DATA FOR THIS TASK:
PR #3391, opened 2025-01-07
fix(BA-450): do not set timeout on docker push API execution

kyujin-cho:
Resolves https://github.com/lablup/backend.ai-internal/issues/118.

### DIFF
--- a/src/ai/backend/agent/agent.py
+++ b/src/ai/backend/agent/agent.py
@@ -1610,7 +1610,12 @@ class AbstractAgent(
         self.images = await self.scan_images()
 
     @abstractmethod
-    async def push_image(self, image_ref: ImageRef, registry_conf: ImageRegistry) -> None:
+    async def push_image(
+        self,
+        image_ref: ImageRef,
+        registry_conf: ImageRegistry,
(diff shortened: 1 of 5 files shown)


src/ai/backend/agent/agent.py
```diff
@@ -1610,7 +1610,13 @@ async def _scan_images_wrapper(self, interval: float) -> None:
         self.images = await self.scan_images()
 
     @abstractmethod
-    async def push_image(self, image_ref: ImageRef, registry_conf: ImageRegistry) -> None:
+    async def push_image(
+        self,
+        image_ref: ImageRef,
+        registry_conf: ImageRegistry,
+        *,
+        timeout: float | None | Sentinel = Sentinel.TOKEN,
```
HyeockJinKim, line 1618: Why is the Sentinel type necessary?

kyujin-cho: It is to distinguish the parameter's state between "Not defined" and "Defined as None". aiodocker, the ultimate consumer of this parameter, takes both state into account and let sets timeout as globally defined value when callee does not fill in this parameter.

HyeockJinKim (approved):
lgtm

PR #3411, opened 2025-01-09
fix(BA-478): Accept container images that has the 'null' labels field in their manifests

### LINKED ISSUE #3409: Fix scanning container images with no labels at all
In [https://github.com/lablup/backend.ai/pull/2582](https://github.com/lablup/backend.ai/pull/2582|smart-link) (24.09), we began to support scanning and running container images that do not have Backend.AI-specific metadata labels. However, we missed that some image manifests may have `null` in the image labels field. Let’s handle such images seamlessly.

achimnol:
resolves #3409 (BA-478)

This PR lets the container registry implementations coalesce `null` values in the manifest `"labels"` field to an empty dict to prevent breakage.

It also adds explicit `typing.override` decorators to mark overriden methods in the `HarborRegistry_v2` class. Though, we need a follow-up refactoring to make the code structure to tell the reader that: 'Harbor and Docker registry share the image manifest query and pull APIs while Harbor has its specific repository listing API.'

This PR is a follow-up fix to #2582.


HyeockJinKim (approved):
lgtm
==
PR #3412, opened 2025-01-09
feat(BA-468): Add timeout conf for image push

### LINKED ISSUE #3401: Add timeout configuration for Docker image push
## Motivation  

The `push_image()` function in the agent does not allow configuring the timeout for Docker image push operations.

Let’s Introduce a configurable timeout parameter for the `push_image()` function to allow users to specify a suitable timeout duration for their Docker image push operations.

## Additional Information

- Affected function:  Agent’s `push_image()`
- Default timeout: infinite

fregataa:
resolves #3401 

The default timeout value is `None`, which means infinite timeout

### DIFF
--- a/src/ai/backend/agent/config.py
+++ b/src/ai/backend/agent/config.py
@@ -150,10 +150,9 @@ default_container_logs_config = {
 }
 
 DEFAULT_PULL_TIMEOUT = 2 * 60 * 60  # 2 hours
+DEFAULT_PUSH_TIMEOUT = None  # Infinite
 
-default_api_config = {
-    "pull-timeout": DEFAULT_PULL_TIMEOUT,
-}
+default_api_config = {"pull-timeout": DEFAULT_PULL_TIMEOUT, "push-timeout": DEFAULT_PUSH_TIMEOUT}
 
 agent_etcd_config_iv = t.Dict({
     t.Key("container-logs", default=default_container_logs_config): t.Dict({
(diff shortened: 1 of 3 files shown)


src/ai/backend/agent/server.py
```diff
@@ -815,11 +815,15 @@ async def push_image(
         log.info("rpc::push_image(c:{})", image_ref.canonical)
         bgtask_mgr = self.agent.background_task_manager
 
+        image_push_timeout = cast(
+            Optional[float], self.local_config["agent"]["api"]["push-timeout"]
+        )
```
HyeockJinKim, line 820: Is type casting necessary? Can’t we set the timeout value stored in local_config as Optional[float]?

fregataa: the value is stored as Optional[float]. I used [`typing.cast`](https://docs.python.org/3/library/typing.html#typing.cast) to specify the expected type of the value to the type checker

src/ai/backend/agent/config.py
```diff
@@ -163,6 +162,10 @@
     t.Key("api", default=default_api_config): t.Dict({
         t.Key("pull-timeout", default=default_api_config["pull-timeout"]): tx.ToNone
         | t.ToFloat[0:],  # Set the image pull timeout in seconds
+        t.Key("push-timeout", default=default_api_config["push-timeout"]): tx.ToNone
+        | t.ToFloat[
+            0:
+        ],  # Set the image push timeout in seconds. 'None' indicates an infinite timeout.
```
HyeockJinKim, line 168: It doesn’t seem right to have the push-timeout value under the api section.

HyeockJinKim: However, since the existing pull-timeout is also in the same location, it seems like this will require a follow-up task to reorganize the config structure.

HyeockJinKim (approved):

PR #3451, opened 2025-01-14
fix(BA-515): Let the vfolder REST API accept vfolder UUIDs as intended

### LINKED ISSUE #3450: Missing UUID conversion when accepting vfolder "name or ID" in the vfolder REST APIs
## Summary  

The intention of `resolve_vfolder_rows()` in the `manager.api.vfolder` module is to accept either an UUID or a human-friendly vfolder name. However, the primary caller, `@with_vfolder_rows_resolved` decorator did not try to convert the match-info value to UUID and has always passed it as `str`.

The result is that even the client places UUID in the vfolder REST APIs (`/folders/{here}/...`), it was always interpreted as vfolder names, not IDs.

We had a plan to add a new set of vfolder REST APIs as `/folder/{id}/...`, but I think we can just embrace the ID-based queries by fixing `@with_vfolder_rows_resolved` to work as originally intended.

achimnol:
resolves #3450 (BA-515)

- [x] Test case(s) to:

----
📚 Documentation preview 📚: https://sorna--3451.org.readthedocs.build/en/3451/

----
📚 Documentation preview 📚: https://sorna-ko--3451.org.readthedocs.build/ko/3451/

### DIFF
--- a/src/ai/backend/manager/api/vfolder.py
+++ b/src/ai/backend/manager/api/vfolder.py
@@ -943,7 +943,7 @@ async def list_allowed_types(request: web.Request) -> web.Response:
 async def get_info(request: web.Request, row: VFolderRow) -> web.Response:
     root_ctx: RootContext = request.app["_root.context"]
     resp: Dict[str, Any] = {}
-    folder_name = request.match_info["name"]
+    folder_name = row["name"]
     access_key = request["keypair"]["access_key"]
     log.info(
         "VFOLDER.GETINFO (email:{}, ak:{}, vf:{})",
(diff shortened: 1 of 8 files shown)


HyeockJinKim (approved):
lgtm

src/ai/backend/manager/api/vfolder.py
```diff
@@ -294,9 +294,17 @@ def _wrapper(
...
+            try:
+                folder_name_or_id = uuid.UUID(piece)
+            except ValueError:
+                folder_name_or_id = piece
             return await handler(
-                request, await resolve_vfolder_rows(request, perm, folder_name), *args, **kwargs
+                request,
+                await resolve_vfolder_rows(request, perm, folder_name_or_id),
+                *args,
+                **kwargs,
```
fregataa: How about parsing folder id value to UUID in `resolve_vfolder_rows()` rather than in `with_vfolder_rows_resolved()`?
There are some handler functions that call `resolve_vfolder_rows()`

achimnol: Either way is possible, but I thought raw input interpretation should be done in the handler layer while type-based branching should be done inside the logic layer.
...
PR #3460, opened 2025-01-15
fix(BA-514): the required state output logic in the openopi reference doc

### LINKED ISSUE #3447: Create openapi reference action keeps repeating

WORK ITEM:
In the entries above, identify each line that includes the string "piece", then copy it.

ANSWER:
+                folder_name_or_id = uuid.UUID(piece)
+                folder_name_or_id = piece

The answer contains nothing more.